O biopoder, assim, pode expandir seus domínios sob o slogan da saúde – tornar as pessoas
saudáveis – da proteção, da securitização da vida (a arte de calcular, prever os riscos e os
acidentes) de um possível fracasso. Tal fracasso poderia sim representar “uma prova da
necessidade de reforçar e estender o poder dos especialistas”, de sua intervenção, ou seja,
talvez o campo de sua discricionariedade não tenha sido razoável, suficiente à prevenção
dos riscos que afligem o corpo social. Em suma: havia “a promessa de normalização e da
felicidade através da ciência e da lei. Seu fracasso justificava a necessidade de reforçá-las”.
A proposta genealógica irá propor outra ótica de avaliação do modo segundo o qual o
poder se realiza, ou seja, não irá seguir a trilha que utiliza a perspectiva de análise do direito,
queremos dizer como isso que não será possível tematizar o poder, de maneira adequada,
na proposta de Foucault, unicamente como “fenômeno que diz fundamentalmente respeito
à lei e à repressão”.
“Me parece que a noção de repressão é totalmente inadequada para dar contra do que
existe justamente do produtor no poder. Quando se define os efeitos de poder para
repressão, tem-se uma concepção puramente jurídica deste mesmo poder; identifica-se
poder a uma lei que diz não.

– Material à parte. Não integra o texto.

PR #1538, opened 2022-09-13
Revert "Release package updates"

joecowton1:
Reverts guardian/source#1536


sndrs:
these versions are unpublished from NPM, so we'll need to manually increment the next major bumps for these packages in the release PR (i guess by a patch version?)

PR #1547, opened 2022-09-15
Set button loading spinner width to 24px

ob6160:

It was noted that the loading spinner on our buttons was too big and a width of `24px` was requested. That falls outside of the icon size scale used for the `LoadingSpinner` component, so this PR sets the width directly as a unique case for the spinner when used on the button.

### Before

Screenshot 2022-09-16 at 16 59 17

### After

Screenshot 2022-09-16 at 16 58 34


ob6160:
[Loading button: The loading animated icon is too big.](https://trello.com/c/wHjJ6eka/1080-loading-button-the-loading-animated-icon-is-too-big)

.changeset/swift-flies-trade.md
```diff
@@ -0,0 +1,5 @@
+---
+'@guardian/source-react-components': minor
```
sndrs, line 2: should this be a patch - a minor should offer new (non-breaking) functionality but does this do that?

```suggestion
'@guardian/source-react-components': patch
```

tjsilver (commented):
How does this work with smaller button sizes (is it even meant to?)?

ob6160:
[Loading button: The loading animated icon is too big.](https://trello.com/c/wHjJ6eka/1080-loading-button-the-loading-animated-icon-is-too-big)

ob6160:
> > How does this work with smaller button sizes (is it even meant to?)?
> 
> Great point — hm, I was going off of our Chromatic diff which doesn't appear to include an example of a smaller button + spinner combination. I'll take a look at how this looks and get back to this thread!

@tjsilver I've confirmed that this is a bug with the existing implementation and raised a new ticket to track it. I'm planning to raise a separate PR to resolve this after talking to @akemitakagi ; as it's a problem with the existing implementation and the scope of this one is to change the default spinner size. Hope that's okay!

tjsilver (approved):
💯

O fundamental seria a força de proibição”.
O poder deve ser pensado também a partir de seu positivo, como produtor, transformador.
O ponto de intervenção do poder sobre o corpo do indivíduo se dá, ao mesmo tempo,
como aprimoramento de suas potencialidades, como adestramento.
Foucault assevera que o que faz com que o poder seja mantido e aceito decorre do fato de
ele não trabalhar somente como uma intervenção negativa sobre os corpos (“uma força
que diz não”), mas sim porque além dessa característica não lhe é menos pertinente outra,
aquela que representa uma “rede produtiva que atravessa todo o corpo social”.
Antes que fosse aplicado o mecanismo do poder disciplinar sobre uma massa confusa e
desordenada de pessoas, não era possível a identificação de uma figura como o do louco ou
a do delinquente.
Tanto o exemplo do nascimento da prisão (fins do século XVIII) e do isolamento celular
do preso como o exemplo do nascimento do hospício, antes de destruir ou eliminar a
“especificidade da loucura” ou a figura do delinquente, representam, pelo contrário, as
condições de possibilidade para que a emergissem essas figuras.
Pensado aqui não a partir da ideia do saber – considerado como ideia, pensamento,
fenômeno de consciência.
A relação teria sido posta em outros termos: “como se formaram os domínios de saber –
que foram chamados ciências humanas – a partir de práticas políticas disciplinares”, ou
seja, o saber aqui é considerado como “materialidade, como acontecimento”, como “peça
de um dispositivo político que, enquanto dispositivo, se articula com a estrutura
econômica”.
A cumplicidade será uma adjetivação para caracterizar essa relação entre poder e saber, na
medida em que as instituições estão ao lado do nascimento de saberes – como, por
exemplo, a escola estará ao lado do nascimento da pedagogia como domínio de saber, a
prisão estará ao lado do nascimento da criminologia e o hospício estará associado ao
nascimento da psiquiatria – e esses saberes, por sua vez, terão uma importância
fundamental para justificar e legitimar não só a existência dessas instituições como também
o exercício de poder decorrente de seu funcionamento.